(Stored items)
....
PR #805, opened 2021-12-30
Identifier macros

dpk:
Adds identifier macros and variable transformers, plus support for `identifier-syntax` in `(chibi syntax-case)`.

See the comments on the diff.

Some tests/demos in `tests/syntax-tests.scm` wouldn’t go amiss.


lib/init-7.scm
```diff
@@ -143,13 +143,21 @@
     (lambda (expr use-env mac-env)
       (f expr mac-env))))
 
-(define er-macro-transformer
+(define er-macro-transformer*
```
dpk, line 146: I decided that only `er-macro-transformer` should keep the old behaviour of complaining when a syntax keyword is used outside of operator position. There are hardly any non-`er` macros in the Chibi standard library anyway.

sexp.c
```diff
@@ -2190,6 +2190,8 @@ sexp sexp_write_one (sexp ctx, sexp obj, sexp out, sexp_sint_t bound) {
 #endif
     case SEXP_PROCEDURE:
       sexp_write_string(ctx, "#<procedure ", out);
+      if (sexp_procedure_variable_transformer_p(obj))
+        sexp_write_string(ctx, "(variable-transformer) ", out);
```
dpk, line 2194: Perhaps omit this, or change it to just `#<variable-transformer ...>`? I mainly used it for debugging `make-variable-transformer`.

eval.c
```diff
@@ -399,6 +399,18 @@ static sexp sexp_make_macro (sexp ctx, sexp p, sexp e) {
...
 
+sexp sexp_make_variable_transformer_op (sexp ctx, sexp self, sexp_sint_t n, sexp base_proc) {
+  sexp_assert_type(ctx, sexp_procedurep, SEXP_PROCEDURE, base_proc);
+  if (sexp_procedure_variable_transformer_p(base_proc))
+    return base_proc;
+  sexp vt_proc = sexp_alloc_type(ctx, procedure, SEXP_PROCEDURE);
+  sexp_procedure_flags(vt_proc) = (char) (sexp_uint_t) sexp_make_fixnum (sexp_unbox_fixnum(sexp_procedure_flags(base_proc)) | SEXP_PROC_VARIABLE_TRANSFORMER);
+  sexp_procedure_num_args(vt_proc) = sexp_procedure_num_args(base_proc);
+  sexp_procedure_code(vt_proc) =  sexp_procedure_code(base_proc);
+  sexp_procedure_vars(vt_proc) = sexp_procedure_vars(base_proc);
```
dpk, line 410: I’m not entirely happy about how this copies all the fields by name, one-by-one, but I couldn’t work out how to make it work with `memcpy` (getting the right data and the right size of it behind the `sexp base_proc`)

eval.c
```diff
@@ -783,31 +811,43 @@ static sexp analyze_var_ref (sexp ctx, sexp x, sexp *varenv) {
...
-    } else if (sexp_exceptionp(value)) {
-      res = value;
-    } else if (sexp_immutablep(sexp_ref_cell(ref))
-               || (varenv && sexp_immutablep(varenv))) {
-      res = sexp_compile_error(ctx, "immutable binding", sexp_cadr(x));
+    cell = sexp_env_cell(ctx, sexp_context_env(ctx), sexp_cadr(x), 0);
+    op = cell ? sexp_cdr(cell) : NULL;
+    if (op && sexp_macrop(op)) {
+      if (!sexp_procedure_variable_transformer_p(sexp_macro_proc(op))) {
+        res = sexp_compile_error(ctx, "can't mutate a syntax keyword", sexp_cadr(x));
```
dpk, line 826: This incidentally fixes a segfault when you try to `set!` a syntax keyword on current versions of Chibi

eval.c
```diff
@@ -783,31 +811,43 @@ static sexp analyze_var_ref (sexp ctx, sexp x, sexp *varenv) {
...
+      } else {
+        res = analyze_macro_once(ctx, x, op, depth);
+        if (!sexp_exceptionp(res))
+          res = analyze(ctx, res, depth, defok);
```
dpk, line 830: This means that if a `set!` with a variable-transformer expands into another `set!`, it will add as many stack frames as there are `set!`s, unlike regular macro expansions which can use `goto loop` in the main `analyze` procedure to continue the expansion iteratively. The alternative would be to move at least the checking for the correct form, plus the check for a syntax keyword, into the appropriate clause of `analyze` itself.

mnieper:
With variable transformers being a new object, one can now reattack the problem of coexistence between `syntax-case` and Chibi's native transformers without any "ugly hacks" as Alex called them.

The idea would be to have `er-macro-transformer` and `sc-macro-transformer` return not a procedure object but a wrapped procedure object (as much as variable transformers are wrapped procedure objects). Chibi's native expander could then call the procedure object with as many arguments as are expected depending on the wrapper. Unwrapped objects would be called with a single argument for `syntax-case` compatibility.

ashinn:
Thanks Daphne!  I'll take a look.  I'm not necessarily opposed to identifier syntax in Chibi as I was in the small language standard, but would want some convincing use cases, and would be very picky about keeping the implementation as minimal as possible.

dpk:
> With variable transformers being a new object, one can now reattack the problem of coexistence between `syntax-case` and Chibi's native transformers without any "ugly hacks" as Alex called them.
> 
> The idea would be to have `er-macro-transformer` and `sc-macro-transformer` return not a procedure object but a wrapped procedure object (as much as variable transformers are wrapped procedure objects). Chibi's native expander could then call the procedure object with as many arguments as are expected depending on the wrapper. Unwrapped objects would be called with a single argument for `syntax-case` compatibility.

The current implementation, where variable-transformer-ness is just a one-bit flag on procedures, does not easily enable this.

mnieper:
> > With variable transformers being a new object, one can now reattack the problem of coexistence between `syntax-case` and Chibi's native transformers without any "ugly hacks" as Alex called them.
> > The idea would be to have `er-macro-transformer` and `sc-macro-transformer` return not a procedure object but a wrapped procedure object (as much as variable transformers are wrapped procedure objects). Chibi's native expander could then call the procedure object with as many arguments as are expected depending on the wrapper. Unwrapped objects would be called with a single argument for `syntax-case` compatibility.
> 
> The current implementation, where variable-transformer-ness is just a one-bit flag on procedures, does not easily enable this.

Can't one use the same machinery? ER/SC/RSC would set a similar bit on the procedure they return. A syntax-case transformer would be one where the ER/SC/RSC bit is cleared. The variable transformer bit is orthogonal.

dpk:
> Can't one use the same machinery? ER/SC/RSC would set a similar bit on the procedure they return. A syntax-case transformer would be one where the ER/SC/RSC bit is cleared. The variable transformer bit is orthogonal.

One could, yes. But with two boolean flags, one has four possible states for three valid states: regular procedure; syntax transformer not a variable transformer; variable transformer. Also, there are only 7 bits of flags and this would be the fourth such flag.  (That’s not a problem per se, but worth bearing in mind.)

Anyway, it could be done like that, I just wanted to point out the current patch doesn’t directly provide a means to do it.

mnieper:
> One could, yes. But with two boolean flags, one has four possible states for three valid states: regular procedure; syntax transformer not a variable transformer; variable transformer. Also, there are only 7 bits of flags and this would be the fourth such flag. (That’s not a problem per se, but worth bearing in mind.)

There are four valid states, aren't there? Variable transformer: yes/no. Expect three arguments instead of one as a procedure transformer: yes/no.

dpk:
> There are four valid states, aren't there? Variable transformer: yes/no. Expect three arguments instead of one as a procedure transformer: yes/no.

Oh, right. I had assumed you would only want to use syntax-case for identifier macros with this proposal, but there’s no reason for such a restriction.

mnieper:
> Thanks Daphne! I'll take a look. I'm not necessarily opposed to identifier syntax in Chibi as I was in the small language standard, but would want some convincing use cases, and would be very picky about keeping the implementation as minimal as possible.

The following list comprises a number of reasonable use cases, I think. It should be said in advance that identifier macros are in the same sense not necessary that `set!` or `call/cc` are not necessary; all of them can be eliminated through a global program transformation.

1. Procedure integration to enable more compiler optimizations like beta reduction and constant folding: For example, `map` could be defined as a macro, expanding into a (named) let when used in the form `(map proc list)` and expanding into a reference to a proper procedure when used in the form `map`. See `define-integrable` here: https://cisco.github.io/ChezScheme/csug9.5/syntax.html#./syntax:h1.
2. SRFIs like SRFI 190 become portably implementable when syntax parameters and identifier macros are available.
3. Fluids as in https://github.com/pre-srfi/fluids/blob/main/tests.scm become portably implementable in terms of ordinary parameters when identifier macros and identifier properties (SRFI 213) are available.
4. Keyword arguments with no runtime overhead: A "procedure" taking keyword arguments would be a macro keyword in disguise; only when the "procedure" is referenced directly, it evaluates to a first-class procedure; see 1.
5. A SRFI 17-like facility but without runtime overhead and without its controversial semantics. An example of its use could be:
```scheme
(let ((v (vector 1 2 3))
       (p (cons 'a 'b)))
  (let-syntax ((x (vector-at v 0))
                    (y (cdr-at p)))
    (set! x 4)
    (list x y v))) ; => (4 b #(4 2 3))
```
6. "Volatile" variables as in C when existing code expects variables so that volatiles cannot be emulated through procedure calls.
7. Constant variables realized with `identifier-syntax` so that a syntax error is raised when it is being `set!`.
8. Some solution to the `reference-barrier` problem of https://github.com/ashinn/chibi-scheme/pull/796#:
```scheme
(define-volatile !key)

(define (ephemeron-ref ephemeron !key)
  (let ((k (ephemeron-key ephemeron))
        (d (ephemeron-datum ephemeron)))
    (and (not (ephemeron-broken? ephemeron))
         (eq? !key k)
         d)))
```
Here, `define-volatile` adds an identifier property (à la SRFI 213) to `!key` meaning that every reference to `!key` mustn't be reordered (so it is effectively followed by `reference-barrier`). The `lambda` form would check for such marked identifiers and would realize them through syntax parameters bound to an identifier macro.

eval.c
mnieper: My two cents: If the macro expansion process so far happens in bounded C stack space, I think it is worth keeping this property.

dpk: Yes, I agree. Fortunately, a way to do it just occurred to me that neither involves moving half of `analyze_set` into `analyze`, nor using stack space for recursive transformations of variable transformer `set!` operations. I’ll try and implement it tomorrow.

dpk: Done f63348a

dpk:
Two comments on @mnieper’s contributions:

1. A separate flag for what arity a transformer procedures takes isn’t needed, as transformers are just procedures themselves, and arity is already stored for procedures. If procedure arity is 1, it gets a syntax object; if 3, it gets the form and two envs for syntactic closures.
2. It currently isn’t possible to bind an `identifier-syntax` macro to a syntax parameter because, with `(chibi syntax-case)` now ‘decoupled’ from the core, `syntax-parameterize` doesn’t know it needs to call `make-transformer` to make a transformer with the correct argument type. The same applies to `splicing-let-syntax` etc. It would need `(chibi syntax-case)` to re-export wrapped versions of every syntax binding form in the whole Chibi stdlib to fix this.

And furthermore to point 2,

3. Should `identifier-syntax` (appropriately rewritten in terms of `er-macro-transformer*`) be in `(chibi)` instead of `(chibi syntax-case)`? It doesn’t actually have anything to do with `syntax-case`’s regime of syntax objects and so on. It’s template-based like `syntax-rules`, and is really for identifier macros what `syntax-rules` is for regular S-expression macros. R6RS specifies it in the main spec document alongside `syntax-rules`, not in the library chapter about `syntax-case`. And without it, there’s no real convenient high-level way to take advantage of identifier macros, since `syntax-rules` itself can’t be used to write them.

eval.c
ashinn: You don't need this - just use make-procedure.

mnieper:
> Two comments on @mnieper’s contributions:
> 
>     1. A separate flag for what arity a transformer procedures takes isn’t needed, as transformers are just procedures themselves, and arity is already stored for procedures. If procedure arity is 1, it gets a syntax object; if 3, it gets the form and two envs for syntactic closures.

Unfortunately, it can't work what you have in mind because procedure arity is, in general, not well-defined.

Any transformer procedure could be written in the form `(lambda args ...)`, hiding the actual arity.

>     2. It currently isn’t possible to bind an `identifier-syntax` macro to a syntax parameter because, with `(chibi syntax-case)` now ‘decoupled’ from the core, `syntax-parameterize` doesn’t know it needs to call `make-transformer` to make a transformer with the correct argument type. The same applies to `splicing-let-syntax` etc. It would need `(chibi syntax-case)` to re-export wrapped versions of every syntax binding form in the whole Chibi stdlib to fix this.

With the - IMO unfortunate - relatively recent roll-back of the syntax-case integration, `(chibi syntax-case)` has lost a lot of its usefulness.

>     3. Should `identifier-syntax` (appropriately rewritten in terms of `er-macro-transformer*`) be in `(chibi)` instead of `(chibi syntax-case)`? It doesn’t actually have anything to do with `syntax-case`’s regime of syntax objects and so on. It’s template-based like `syntax-rules`, and is really for identifier macros what `syntax-rules` is for regular S-expression macros. R6RS specifies it in the main spec document alongside `syntax-rules`, not in the library chapter about `syntax-case`. And without it, there’s no real convenient high-level way to take advantage of identifier macros, since `syntax-rules` itself can’t be used to write them.

👍

dpk:
> Unfortunately, it can't work what you have in mind because procedure arity is, in general, not well-defined.
> 
> Any transformer procedure could be written in the form `(lambda args ...)`, hiding the actual arity.

I think in the specific case of macro transformer procedures it would be fine to throw an error at the Chibi core/C level if they don’t take exactly one or three arguments. `sc-macro-transformer` wraps the procedure it’s given into a wrapper that’s defined to take exactly three arguments, anyway, and I’m not sure there’s any practical use-case for defining a variadic `syntax-case` transformer procedure.

mnieper:
> > Unfortunately, it can't work what you have in mind because procedure arity is, in general, not well-defined.
> > Any transformer procedure could be written in the form `(lambda args ...)`, hiding the actual arity.
> 
> I think in the specific case of macro transformer procedures it would be fine to throw an error at the Chibi core/C level if they don’t take exactly one or three arguments. `sc-macro-transformer` wraps the procedure it’s given into a wrapper that’s defined to take exactly three arguments, anyway, and I’m not sure there’s any practical use-case for defining a variadic `syntax-case` transformer procedure.

Never write something that is incorrect in the general case if you can do better! While it seemingly makes no sense to make a `syntax-case` transformer procedure variadic, it is not too far-fetched to imagine a programmer writing a transformer as follows some time:

(define-syntax foo
  (lambda/doc (stx)
    "foo transformer procedure doc string"
    (syntax-case stx () ...)))

Where `lambda/doc` is imported from a hypothetical future `(srfi 300)`, whose implementation expands it along the following (very simplified) lines:

```
(case-lambda
  ((stx) (syntax-case stx () ...))
  (() "foo transformer procedure doc-string"))
```

(See also the discussion on the withdrawn SRFI 191 about arity inspection and why it is quite limited.)

eval.c
dpk: Oh, of course. Done eb8582f

dpk:
> 3. Should `identifier-syntax` (appropriately rewritten in terms of `er-macro-transformer*`) be in `(chibi)` instead of `(chibi syntax-case)`? It doesn’t actually have anything to do with `syntax-case`’s regime of syntax objects and so on. It’s template-based like `syntax-rules`, and is really for identifier macros what `syntax-rules` is for regular S-expression macros. R6RS specifies it in the main spec document alongside `syntax-rules`, not in the library chapter about `syntax-case`. And without it, there’s no real convenient high-level way to take advantage of identifier macros, since `syntax-rules` itself can’t be used to write them.

Okay, although I think it should be like this in the ideal case, it’s easier said than done because of template replacement, which needs to be shared with `syntax-rules`. It would be a moderately large change to the implementation of `syntax-rules` to restructure it to allow a second syntax definition form to use its template replacement system, and duplicating all that functionality would also be a bad idea, I think. Such changes to Chibi’s `syntax-rules` implementation are definitely out of the scope of this PR, so I’m punting on this for now.

However, I did realize that one could fix the problem with `syntax-case`-based `identifier-syntax` as a syntax parameter by just telling it to call `make-transformer` on the returned procedure itself: d769a79. This doesn’t fix the problem in the general case, and like Marc, I regret that the decoupling of `(chibi syntax-case)` from core makes `syntax-case` macros not usable in all contexts.

For one last use case that Marc didn’t mention (which now works with the latest change), one can for example exactly, but hygienically, replicate the classic *On Lisp*-style anaphoric macros with `identifier-syntax` and syntax parameters:

```scheme
(import (chibi syntax-case)
        (srfi 139))

(define-syntax-parameter it (identifier-syntax
                             (syntax-error "anaphor not bound")))

(define-syntax aif
  (syntax-rules ()
    ((_ test conseq) (aif test conseq (if #f #f)))
    ((_ test conseq alter)
     (let ((%it test))
       (syntax-parameterize ((it (identifier-syntax %it)))
         (if %it conseq alter))))))
```

Without identifier macros, you would have to awkwardly write `(it)` and not `it`. I think syntax parameters and identifier macros are a particularly nice combination in this regard.

I’m marking this ready for merge, though I would welcome further comments from @ashinn on the patch itself if improvements can still be made to the implementation.

mnieper:
> Okay, although I think it should be like this in the ideal case, it’s easier said than done because of template replacement, which needs to be shared with `syntax-rules`. It would be a moderately large change to the implementation of `syntax-rules` to restructure it to allow a second syntax definition form to use its template replacement system, and duplicating all that functionality would also be a bad idea, I think. Such changes to Chibi’s `syntax-rules` implementation are definitely out of the scope of this PR, so I’m punting on this for now.

That's a good point. Eventually, the syntax-case pattern matcher in `(chibi syntax-case)` (and the `syntax-rules` implementation derived from it) should be merged with the `syntax-rules` pattern matcher in `init-7.scm`, I think. But this would mean that some parts of the `syntax-case` implementation in `(chibi syntax-case)` would have to be moved into `init-7.scm`.

> For one last use case that Marc didn’t mention (which now works with the latest change), one can for example exactly, but hygienically, replicate the classic _On Lisp_-style anaphoric macros with `identifier-syntax` and syntax parameters:
> 
> ```scheme
> (import (chibi syntax-case)
>         (srfi 139))
> 
> (define-syntax-parameter it (identifier-syntax
>                              (syntax-error "anaphor not bound")))
> 
> (define-syntax aif
>   (syntax-rules ()
>     ((_ test conseq) (aif test conseq (if #f #f)))
>     ((_ test conseq alter)
>      (let ((%it test))
>        (syntax-parameterize ((it (identifier-syntax %it)))
>          (if %it conseq alter))))))
> ```
> 
> Without identifier macros, you would have to awkwardly write `(it)` and not `it`. I think syntax parameters and identifier macros are a particularly nice combination in this regard.

Indeed; identifier macros make syntax parameters more appealing. It should be noted, though, that it is not quite clear whether the `it` in the anaphoric `if` should be a syntax parameter. The following alternative implementation should be considered as well (for simplicity I am leaving out the one-armed case):

```scheme
(define-syntax aif
  (lambda (stx)
    (syntax-case stx ()
      ((k test expr1 expr2)
       (with-syntax ((it (datum->syntax #'k 'it)))
         #'(let ((it test))
              (if it expr1 expr2)))))))
```

This version is unhygienic (in a controlled sense) but composes better (think of `expr1` expanding into a macro use that itself uses the anaphoric `if`).

The disadvantage of the second version is that the binding of any identifier `it` in scope is being overwritten. This can, in turn, be corrected by making the name `it` parameterizable (using SRFI 213):

```scheme
(define-syntax anaphoric-key (syntax-rules ()))

(define-syntax with-anaphoric
  (lambda (stx)
    (syntax-case stx ()
      ((k it body1 ... body2)
       (identifier? #'it)
       #'(let* ()
           (define-property aif anaphoric-key 'it)
           (let* () body1 ... body2))))))

(define-syntax aif
  (lambda (stx)
    (lambda (lookup)
      (syntax-case stx ()
        ((k test expr1 expr2)
         (with-syntax ((it (datum->syntax #'k (lookup #'aif #'anaphoric-key)))
           #'(let ((it test))
                (if it expr1 expr2))))))))

(define-property aif anaphoric-key 'it)
```

Example code using it:

```scheme
(with-anaphoric es
  (aif 42 es #f)) ; => 42
```

lib/init-7.scm
johnwcowan: Is that really the Right Thing?  Allowing er-macro names to appear in operand position allows procedure/datum (e.g. keyword) macros on top of ER as well as syntax-case.  The e argument would be an identifier, which can't otherwise happen.

dpk: You seem to have understood this the wrong way around:  `er-macro-transformer` *will* complain if the `expr` argument is not a pair. This means all but one or two of the macros in the Chibi standard library will continue to give a helpful error message if their keywords appear outside operator position, also including ones written with `syntax-rules` (since `syntax-rules` expands into an `er-macro-transformer`). There’s a new `er-macro-transformer*` which doesn’t do this check explicitly and so can be used to write identifier macros. In addition, `sc-macro-transformer` and `rsc-macro-transformer` also don’t explicitly check their input types. In practice, this means the error message you’ll get for using those macros, if they weren’t intended to be used as identifier macros, will just be a somewhat confusing ‘can’t take car/cdr of a non-pair’ — this affects one or two macros in the Chibi `lib` directory but none in `(chibi)` or the R7RS libraries.

mnieper: I think Daphne made this decision because of the legacy code using `er-macro-transformer` in Chibi, which assumes a list argument for the form to be transformed. While it wouldn't be incorrect to extend the domain of `er-macro-transformer` silently, it would reduce the quality of error messages in Chibi.

Should `er-macro-transformer` be standardized one day, it would make sense to standardize the version that also handles identifier macros, of course.

An alternative to Daphne's approach would be to go through all ER macros in Chibi. That won't take as long as it sounds, I think.

dpk: Not only the code in Chibi, but the fact that `er-macro-transformer` is certainly the most commonly-used of the low-level macro transformation systems in code outside of Chibi itself.

dpk:
An additional use case: some apps may want to have Emacs Lisp-style `autoload` functionality for some variables and procedure names etc, which identifier macros make possible.

ashinn:
Thanks Daphne and Marc for the use cases.  I can imagine many more myself, but those are nice lists and should be preserved somewhere.

What I was interested in though was immediate applications by Chibi users in real-world programs.  I get the impression that this was not the motivation of the patch, and it is rather a vehicle of the large language standardization process.  Since there is an open vote on this exact issue I won't make any decision on accepting the patch until after the vote - I don't want the existence or not of support in Chibi to be part of the argument.

Suffice it to say, if you're able to tweak the macro expander itself identifier syntax is simple to implement.

mnieper:
Thanks for your response, Alex.

In some sense, this patch can nevertheless become part of an argument in the open vote on identifier macros in R7RS-large because people may be inclined more towards it if they know that they can be relatively easily implemented in existing Scheme systems that do not yet support them.

dpk:
Okay, I’ve merged `core-identifier-syntax` into this branch.

By the way, I noticed that `make test-all` doesn’t actually run `tests/syntax-tests.scm`. Is this deliberate?

ashinn:
OK, for the record I think the R6RS semantics of requiring make-variable-transformer only for the set! case but not the ref case is weird.  I understand _why_ they did it - the ref case will just error regardless if not handled, but the set! case could be misinterpreted as an operator call - but from the programmer's perspective it makes more sense to group them together.

Anyway, I'm fine with this change but it has to touch the core less.  I can implement it myself or you can update this PR with the following:

* move make-variable-transformer and identifier syntax out of the core, into (chibi ast)
* allow ref matching for all SC/ER macros, but if there's an error wrap it or sexp_warn that the macro was in a non-operator position

dpk:
> move make-variable-transformer and identifier syntax out of the core, into (chibi ast)

I can do this for `make-variable-transformer` (although it seems a bit weird to me that the flag exists and is recognized in core but the procedure to set it is in a library), but `identifier-syntax` needs access to one or another version of pattern/template replacement code. That means either the version in `(chibi)` for `syntax-rules` (as implemented in d55d6c6..920ba20) or the version in `(chibi syntax-case)` (as originally in 4a3c7ea and d769a79). `(chibi ast)` cannot depend on `(chibi syntax-case)`, because `(chibi syntax-case)` already depends on `(chibi ast)`. That leaves two options:

- Restore the `(chibi syntax-case)` version of `identifier-syntax` into `(chibi syntax-case)`
- Leave the changes to the `(chibi)` `syntax-rules` implementation in place that *allow* it to be used to implement `identifier-syntax` as well, but move the actual `identifier-syntax` implementation into `(chibi ast)`. This seems even weirder to me than having support for the variable transformer bit in core but not the op to set it.

> allow ref matching for all SC/ER macros, but if there's an error wrap it or sexp_warn that the macro was in a non-operator position

Okay, can do. (So in principle, just eliminate the distinction between `er-macro-transformer` and `er-macro-transformer*`?)

ashinn:
Yes, remove the `er-macro-transformer[*]` distinction.

There's nothing weird about moving code out of the core which isn't used by anything in the standard distribution.

identifier-syntax is a shorthand that can be defined portably in terms of syntax-rules.  Probably the current syntax-rules makes assumptions that expr is a list, but you can just guard against that.  If you're having trouble,  R6RS defines it in terms of syntax-case so you can just add that definition to (chibi syntax-case) and I'll add a TODO to make it work with syntax-rules.

dpk:
It can only with difficulty be implemented directly in terms of (unchanged) `syntax-rules`: as you say, `syntax-rules` requires and assumes that the expr argument is a list, as R7RS requires both patterns and input expressions to `syntax-rules` clauses macros to be lists. Furthermore, the first element in each pattern and in the input expression is ignored anyway (also according to R7RS, for reasons I don’t entirely understand, other than that it’s copied from R5RS which did not have `_`).

> The ⟨pattern⟩ in a ⟨syntax rule⟩ is a list ⟨pattern⟩ whose first element is an identifier. […] The keyword at the beginning of the pattern in a ⟨syntax rule⟩ is not involved in the matching and is considered neither a pattern variable nor a literal identifier. (§ 4.3.2)

Have you looked at my changes to the `syntax-rules` implementation? I know they’re not pretty, but they’re needed to work around the differences between (the two-clause form of) `identifier-syntax` and `syntax-rules`. `syntax-rules` is deliberately defined, even in R6RS, so as not to be useful for writing identifier macros. The bailiwicks of `identifier-syntax` and `syntax-rules` are thus mutually exclusive. And making the two ‘compatible’ that way would break the R7RS semantics, by making the keyword at the beginning of the pattern significant. (You also can’t solve this by deciding whether to ignore the initial keyword at macro expand time rather than at macro definition time — that was my initial approach, though I’ve forgotten the exact way it was broken.)

I’ll put `identifier-syntax` in the `syntax-case`-based implementation back in `(chibi syntax-case)` for now, and move the corresponding tests to the syntax-case test file.

ashinn:
Yep, it's an error for the pattern to be a non-list, which means we're free to do what we want in that case and can implement a syntax-rules which supports identifier-syntax.

Matching `(set! var expr)` would be a more grey area (we're not _supposed_ to match the `set!` but it would never match accidentally in practice) except that by wrapping in make-variable-transformer we're free to change the semantics.

dpk:
> Yep, it's an error for the pattern to be a non-list, which means we're free to do what we want in that case and can implement a syntax-rules which supports identifier-syntax.

Making this change to `syntax-rules` causes the `r7rs-tests.scm` test `count-to-2_` to fail:

```
    (list (count-to-2_ _ _) (count-to-2_) (count-to-2_ a b) (count-.…  [ FAIL]
        expected (2 0 fail fail) but got (fail fail fail fail)
        on line 514 of file "tests/r7rs-tests.scm"
```

The change that was made (and which fixes the failure if reverted):

```diff
diff --git a/lib/init-7.scm b/lib/init-7.scm
index 8a3ea91f..18992857 100644
--- a/lib/init-7.scm
+++ b/lib/init-7.scm
@@ -873,8 +873,8 @@
       (set! count (+ count 1))
       (rename (string->symbol (string-append s (%number->string count)))))
     (define (expand-pattern pat tmpl)
-      (let lp ((p (cdr pat))
-               (x (list _cdr _expr))
+      (let lp ((p pat)
+               (x _expr)
                (dim 0)
                (vars '())
                (k (lambda (vars)
```

ashinn:
I've pushed the proper fix for reference variables for syntax-rules.  set! support needs some more thought.

dpk:
I will leave you to work out how to solve that, then. I already went through this six weeks ago (including, as I recall, trying the exact solution you just proposed), and ended up with the solution in d55d6c6.

lib/init-7.scm
```diff
@@ -873,8 +873,8 @@
       (set! count (+ count 1))
       (rename (string->symbol (string-append s (%number->string count)))))
     (define (expand-pattern pat tmpl)
-      (let lp ((p (cdr pat))
-               (x (list _cdr _expr))
+      (let lp ((p pat)
+               (x _expr)
```
ashinn, line 877: Did you forget to revert this?

dpk: I haven’t changed anything since you pushed your proposed change.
....
• REQUIREMENT: Beginning with the first line above, could you copy every line exactly, up to and including the one with "dpk, line 146: I"?

• SOLUTION TO THIS PROBLEM:
PR #805, opened 2021-12-30
Identifier macros

dpk:
Adds identifier macros and variable transformers, plus support for `identifier-syntax` in `(chibi syntax-case)`.

See the comments on the diff.

Some tests/demos in `tests/syntax-tests.scm` wouldn’t go amiss.


lib/init-7.scm
```diff
@@ -143,13 +143,21 @@
     (lambda (expr use-env mac-env)
       (f expr mac-env))))
 
-(define er-macro-transformer
+(define er-macro-transformer*
```
dpk, line 146: I decided that only `er-macro-transformer` should keep the old behaviour of complaining when a syntax keyword is used outside of operator position. There are hardly any non-`er` macros in the Chibi standard library anyway.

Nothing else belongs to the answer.